What needs to be done ->
Would you set down the data below exactly as shown?

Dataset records
● ● ● ● ● ● ●
PR #302, opened 2021-08-25
Disable Nextcloud restore when not installed and no store available

mikeNG:
Attempting to install Nextcloud in SetupWizard on a device
that has no app store installed results in a crash.
Disable the option and use an appropriate summary.

Change-Id: Ie3dff8d85ed68b27858fa37b3efb97eb345fa372

### DIFF
--- a/app/src/main/java/com/stevesoltys/seedvault/ui/storage/StorageRootFetcher.kt
+++ b/app/src/main/java/com/stevesoltys/seedvault/ui/storage/StorageRootFetcher.kt
@@ -156,11 +156,19 @@ internal class StorageRootFetcher(private val context: Context, private val isRe
             data = Uri.parse("nc://login/server:")
             putExtra("onlyAdd", true)
         }
+        val marketIntent =
+            Intent(ACTION_VIEW, Uri.parse("market://details?id=$NEXTCLOUD_PACKAGE")).apply {
+                addFlags(FLAG_ACTIVITY_NEW_TASK)
+            }
         val isInstalled = packageManager.resolveActivity(intent, 0) != null
+        val canInstall = packageManager.resolveActivity(marketIntent, 0) != null
         val summaryRes = if (isInstalled) {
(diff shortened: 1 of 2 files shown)


app/src/main/java/com/stevesoltys/seedvault/ui/storage/StorageRootFetcher.kt
```diff
@@ -156,11 +156,19 @@ internal class StorageRootFetcher(private val context: Context, private val isRe
...
+            }
         val isInstalled = packageManager.resolveActivity(intent, 0) != null
+        val canInstall = packageManager.resolveActivity(marketIntent, 0) != null
         val summaryRes = if (isInstalled) {
             if (isRestore) R.string.storage_fake_nextcloud_summary_installed
             else R.string.storage_fake_nextcloud_summary_unavailable
-        } else R.string.storage_fake_nextcloud_summary
+        } else {
+            if (!canInstall) R.string.storage_fake_nextcloud_summary_unavailable_market
+            else R.string.storage_fake_nextcloud_summary
```
grote, line 170: Nitpick: I'd switch the logic here and don't negate `canInstall`.

app/src/main/java/com/stevesoltys/seedvault/ui/storage/StorageRootFetcher.kt
```diff
@@ -171,15 +179,10 @@ internal class StorageRootFetcher(private val context: Context, private val isRe
             availableBytes = null,
             isUsb = false,
             requiresNetwork = true,
-            enabled = !isInstalled || isRestore,
+            enabled = (!isInstalled && canInstall) || (isRestore && (!isInstalled && canInstall)),
```
grote, line 182: Can we maybe simplify this logic here? Would `isInstalled || canInstall` work as well? Just judging from the click listener here.

grote (changes requested):

chirayudesai (approved):
Works with a store installed as well.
● ● ● ● ● ● ●
Solution to this task ->
PR #302, opened 2021-08-25
Disable Nextcloud restore when not installed and no store available

mikeNG:
Attempting to install Nextcloud in SetupWizard on a device
that has no app store installed results in a crash.
Disable the option and use an appropriate summary.

Change-Id: Ie3dff8d85ed68b27858fa37b3efb97eb345fa372

### DIFF
--- a/app/src/main/java/com/stevesoltys/seedvault/ui/storage/StorageRootFetcher.kt
+++ b/app/src/main/java/com/stevesoltys/seedvault/ui/storage/StorageRootFetcher.kt
@@ -156,11 +156,19 @@ internal class StorageRootFetcher(private val context: Context, private val isRe
             data = Uri.parse("nc://login/server:")
             putExtra("onlyAdd", true)
         }
+        val marketIntent =
+            Intent(ACTION_VIEW, Uri.parse("market://details?id=$NEXTCLOUD_PACKAGE")).apply {
+                addFlags(FLAG_ACTIVITY_NEW_TASK)
+            }
         val isInstalled = packageManager.resolveActivity(intent, 0) != null
+        val canInstall = packageManager.resolveActivity(marketIntent, 0) != null
         val summaryRes = if (isInstalled) {
(diff shortened: 1 of 2 files shown)


app/src/main/java/com/stevesoltys/seedvault/ui/storage/StorageRootFetcher.kt
```diff
@@ -156,11 +156,19 @@ internal class StorageRootFetcher(private val context: Context, private val isRe
...
+            }
         val isInstalled = packageManager.resolveActivity(intent, 0) != null
+        val canInstall = packageManager.resolveActivity(marketIntent, 0) != null
         val summaryRes = if (isInstalled) {
             if (isRestore) R.string.storage_fake_nextcloud_summary_installed
             else R.string.storage_fake_nextcloud_summary_unavailable
-        } else R.string.storage_fake_nextcloud_summary
+        } else {
+            if (!canInstall) R.string.storage_fake_nextcloud_summary_unavailable_market
+            else R.string.storage_fake_nextcloud_summary
```
grote, line 170: Nitpick: I'd switch the logic here and don't negate `canInstall`.

app/src/main/java/com/stevesoltys/seedvault/ui/storage/StorageRootFetcher.kt
```diff
@@ -171,15 +179,10 @@ internal class StorageRootFetcher(private val context: Context, private val isRe
             availableBytes = null,
             isUsb = false,
             requiresNetwork = true,
-            enabled = !isInstalled || isRestore,
+            enabled = (!isInstalled && canInstall) || (isRestore && (!isInstalled && canInstall)),
```
grote, line 182: Can we maybe simplify this logic here? Would `isInstalled || canInstall` work as well? Just judging from the click listener here.

grote (changes requested):

chirayudesai (approved):
Works with a store installed as well.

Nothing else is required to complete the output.